(TASK INPUT Opens)

PR #166, opened 2017-01-19
Improved example lpar_operations

andy-maier:
Please review and merge.

Reason for this change was to have better displaying of the behavior that sometimes after LPAR activation, the status does not update for some time, or not at all.

Details:
 - Added retry loops when retrieving status, until desired status is achieved.
- Changed refresh from pull_full_properties() to using list(), because we just want to use the 'status' property.
- Removed "cpcstatus" input parameter, because when the CPC name is provided, it does not really make sense to filter by status in addition.

### DIFF
--- a/examples/lpar_operations.py
+++ b/examples/lpar_operations.py
@@ -96,8 +96,8 @@ print("Finding LPAR by name=%s ..." % lparname)
 # We use list() instead of find() because find(name=..) is optimized by using
 # the name-to-uri cache and therefore returns an Lpar object with only a
 # minimal set of properties, and particularly no 'status' property.
-# That would drive an extra "Get Partition Properties" operation when the
-# status property is accessed.
+# That would drive an extra "Get Logical Partition Properties" operation when
+# the status property is accessed.
 lpars = cpc.lpars.list(filter_args={'name': lparname})
 if len(lpars) != 1:
     print("Could not find LPAR %s in CPC %s" % (lparname, cpc.name))
--- a/examples/lpar_operations.py
+++ b/examples/lpar_operations.py
@@ -21,6 +21,7 @@ and activate/deactivate/load of an LPAR.
 import sys
 import logging
 import yaml
+import time
 import requests.packages.urllib3
 
 import zhmcclient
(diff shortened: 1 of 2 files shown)


andy-maier:
+1

abrezovsky:
The delay on the updated status is certainly annoying, the solution on my scripts is to sleep for 5 seconds. Your solution is much more elegant.

With the performance issues of pull_full_properties, should we be suggesting using it to just get the status? Considering that something like the following is 150x faster?

`lpars = cec.lpars.list()
for aLpar in lpars:
    if aLpar.name == lparStr:
        status = aLpar.properties['status']
        break
if status == "":
    print("[Error] Lpar has disappeared...")
    sys.exit(1)`

andy-maier:
I agree that using `manager.list()` is preferrable. Will change it.

andy-maier:
I think we could go even further by having the loop on the desired status inside of the `lpar.activate()`, `lpar.deactivate()` and `lpar.load()` methods.

abrezovsky:
The question is, do we want to leave the verification that things went right to the user or handle it ourselves?

andy-maier:
The difficulty with doing it in the zhmcclient layer is async vs. sync. i think that by definition, we cannot do this for async mode, and the user needs to be aware of any deferrals w.r.t. status anyway. So if we cover for that in sync mode, I'm not sure we made it simpler. The sync and async behavior are now more apart than without covering for that.

So i tend to say we should not cover for that, but I'm not entirely sure about it.

examples/lpar_operations.py
```diff
@@ -82,66 +82,89 @@
...
-print("Accessing status of CPC %s ..." % cpc.name)
-status = cpc.get_property('status')
-print("Status of CPC %s: %s" % (cpc.name, status))
-
 print("Finding LPAR by name=%s ..." % lparname)
-try:
-    lpar = cpc.lpars.find(name=lparname)
-except zhmcclient.NotFound:
+# We use list() instead of find() because find(name=..) is optimized by using
+# the name-to-uri cache and therefore returns a Partition object with only a
```
leopoldjuergen: Why is the comment about Partitions if we are using LPArs here.

leopoldjuergen:
+1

(TASK INPUT Closes)

**WORK REQUEST:** How many lines of the entries hold the word "would"? Respond with the number alone.

**RESPONSE TO THIS EXERCISE:** 2